▶ _Record extracts_:

╔══

PR #1337, opened 2026-08-31
fix: wait for all tasks to finish before terminating node after drain

vishnuedavarath:
#### Background
When Nomad Autoscaler performs a cluster scale-in, it drains the selected node and terminates the backing instance once drain is reported complete. When an allocation is already in a terminal client status (e.g. `failed`) before drain is initiated, the drainer does not consider it for migration since it does not need to be migrated. The alloc is skipped, drain completes immediately, and Autoscaler proceeds to terminate the instance, even if a `poststop` lifecycle task from that terminal alloc is still actively running on the node. The result is that the `poststop` task is permanently lost.

#### Fix
After drain completes, before proceeding with instance termination, poll the node's allocations using Nomad blocking queries until all tasks across all allocations have reached a `dead` state. This ensures any remaining work on the node, including `poststop` lifecycle tasks on already-terminal allocations has fully completed before the node is removed.

Jira Link: https://hashicorp.atlassian.net/browse/NMD-1675

### DIFF
--- a/policy/manager.go
+++ b/policy/manager.go
@@ -204,7 +204,7 @@ func (m *Manager) processMessageAndUpdateHandlers(ctx context.Context, message I
 		if err != nil {
 			m.log.Error("encountered an error getting the latest version for policy",
 				"policyID", policyID, "error", err)
-			if IsRetryableError(err) {
+			if isRetryableError(err) {
 				m.schedulePolicyRetry(ctx, message.Source, policyID)
 			}
 			continue
@@ -253,7 +253,7 @@ func (m *Manager) processMessageAndUpdateHandlers(ctx context.Context, message I
 		if err != nil {
 			m.log.Error("encountered an error getting the target for the policy handler",
 				"policyID", policyID, "error", err)
-			if IsRetryableError(err) {
+			if isRetryableError(err) {
 				m.schedulePolicyRetry(ctx, message.Source, policyID)
 			}
 			continue
@@ -273,7 +273,7 @@ func (m *Manager) processMessageAndUpdateHandlers(ctx context.Context, message I
 		if err != nil {
 			m.log.Error("encountered an error starting the policy handler",
 				"policyID", policyID, "error", err)
-			if IsRetryableError(err) {
+			if isRetryableError(err) {
 				m.schedulePolicyRetry(ctx, message.Source, policyID)
 			}
 			continue
@@ -409,9 +409,9 @@ func (m *Manager) periodicMetricsReporter(ctx context.Context, interval time.Dur
 	}
 }
 
-// IsRetryableError identifies transient connectivity failures that callers can
+// isRetryableError identifies transient connectivity failures that callers can
 // handle locally without restarting the whole manager.
-func IsRetryableError(err error) bool {
+func isRetryableError(err error) bool {
 	retryableErrors := []string{"connection refused", "EOF"}
 	for _, e := range retryableErrors {
 		if strings.Contains(err.Error(), e) {
--- a/sdk/helper/scaleutils/node_drain.go
+++ b/sdk/helper/scaleutils/node_drain.go
@@ -172,7 +172,6 @@ func (c *ClusterScaleUtils) waitForAllTasksDead(ctx context.Context, nodeID stri
 		}
 
 		if !blocking.IndexHasChanged(meta.LastIndex, q.WaitIndex) {
-			q.WaitIndex = meta.LastIndex
 			continue
 		}
 
--- a/sdk/helper/scaleutils/node_drain.go
+++ b/sdk/helper/scaleutils/node_drain.go
@@ -1,4 +1,4 @@
-// Copyright IBM Corp. 2020, 2025
+// Copyright IBM Corp. 2020, 2026
 // SPDX-License-Identifier: MPL-2.0
 
 package scaleutils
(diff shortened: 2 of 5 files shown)


policy/manager.go
```diff
@@ -204,7 +204,7 @@ func (m *Manager) processMessageAndUpdateHandlers(ctx context.Context, message I
 		if err != nil {
 			m.log.Error("encountered an error getting the latest version for policy",
 				"policyID", policyID, "error", err)
-			if IsRetryableError(err) {
+			if isRetryableError(err) {
```
vishnuedavarath, line 207: [Recent PR suggestion](https://github.com/hashicorp/nomad-autoscaler/pull/1336#discussion_r3875469929)

Adding this change too to this PR.

sdk/helper/scaleutils/node_drain.go
```diff
@@ -146,9 +147,60 @@ func (c *ClusterScaleUtils) drainNode(ctx context.Context, nodeID string, spec *
...
+
+	for {
+		allocs, meta, err := c.client.Nodes().Allocations(nodeID, q.WithContext(ctx))
+		if err != nil {
+			return fmt.Errorf("failed to list allocations for node: %w", err)
+		}
+
+		if !blocking.IndexHasChanged(meta.LastIndex, q.WaitIndex) {
+			q.WaitIndex = meta.LastIndex
+			continue
```
gulducat, line 175: Just reading this at face value, why do we need to set it if it hasn't changed?

sdk/helper/scaleutils/node_drain.go
```diff
@@ -146,9 +147,60 @@ func (c *ClusterScaleUtils) drainNode(ctx context.Context, nodeID string, spec *
...
+		}
+
+		allDead := true
+	allocCheck:
+		for _, alloc := range allocs {
+			for taskName, taskState := range alloc.TaskStates {
+				if taskState.State != "dead" {
+					c.log.Info("waiting for task to finish before terminating node",
+						"node_id", nodeID,
```
gulducat, line 184: This could potentially be a bit noisy, but I do think it is useful `Info` for people to understand autoscaling delays without full debug logging. We may consider downgrading it to `Debug` if people make a fuss, but personally I like this. 👍

sdk/helper/scaleutils/node_drain_test.go
```diff
@@ -149,12 +167,137 @@ func Test_DrainNode(t *testing.T) {
...
+		t.Run(tc.name, func(t *testing.T) {
+			callCount := 0
+			ts := httptest.NewServer(http.HandlerFunc(func(w http.ResponseWriter, r *http.Request) {
+				w.Header().Set("Content-Type", "application/json")
+
+				idx := callCount
+				if idx >= len(tc.allocsSeq) {
+					idx = len(tc.allocsSeq) - 1
+				}
+				allocs := tc.allocsSeq[idx]
```
gulducat: Nit-picking on clarity here: I take the intention here to be "after going through all the responses in the sequence, keep returning the last one", which is what the real API would do after stuff stops changing, and avoid an index out of range.

I might like a little comment on there, and if you want to play code golf, personally I think this is a bit clearer:

```suggestion
				// clamp index between 0 and the last slice entry
				idx := max(0, min(callCount, len(tc.allocsSeq)-1))
				allocs := tc.allocsSeq[idx]
```

It also took me a moment to realize that in the "no allocations" case, `[][]*api.Allocation{{}}` is not empty! It has one entry, and _that entry_ is empty. That's true to the API behavior, but just a little confusing while I was trying to determine how we're avoiding an out of range panic here for that case.

sdk/helper/scaleutils/node_drain_test.go
```diff
@@ -149,12 +167,137 @@ func Test_DrainNode(t *testing.T) {
...
+			ctx := context.Background()
+			if tc.ctxTimeout > 0 {
+				var cancel context.CancelFunc
+				ctx, cancel = context.WithTimeout(ctx, tc.ctxTimeout)
+				defer cancel()
+			}
+
+			err := cu.waitForAllTasksDead(ctx, "node-1")
+			if tc.expectedError {
+				must.Error(t, err)
```
gulducat: I generally prefer to assert a specific error, or short of that, the string contents of the error, or short of that, a substring.

gulducat (dismissed):
Looks good! No blockers, but a couple tidbits for your consideration.

sdk/helper/scaleutils/node_drain.go
```diff
@@ -146,9 +147,59 @@ func (c *ClusterScaleUtils) drainNode(ctx context.Context, nodeID string, spec *
...
+// on the node has completed before the caller proceeds with node termination
+func (c *ClusterScaleUtils) waitForAllTasksDead(ctx context.Context, nodeID string) error {
+	q := &api.QueryOptions{
+		WaitIndex: 0,
+	}
+
+	for {
+		allocs, meta, err := c.client.Nodes().Allocations(nodeID, q.WithContext(ctx))
+		if err != nil {
+			return fmt.Errorf("failed to list allocations for node: %w", err)
```
gulducat, line 171: This gave me pause, because there's no retries, so I double-checked how `monitorNodeDrain` handles that, and it looks like it does not! `MonitorDrain` in the `nomad/api` package bails on the first error, and so does our autoscaler code.

It shouldn't surprise me that we don't have more consistent retry logic, but somehow it still does. At any rate, while it adds one more possible place for a transient error to bail break the whole process, this is in keeping with the status quo, so ok then!

gulducat (approved):
LGTM!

╚══

The expected response is the material above given again line by line, from its first line to the line holding "#### Background", inclusive.

▶ _Output_:
PR #1337, opened 2026-08-31
fix: wait for all tasks to finish before terminating node after drain

vishnuedavarath:
#### Background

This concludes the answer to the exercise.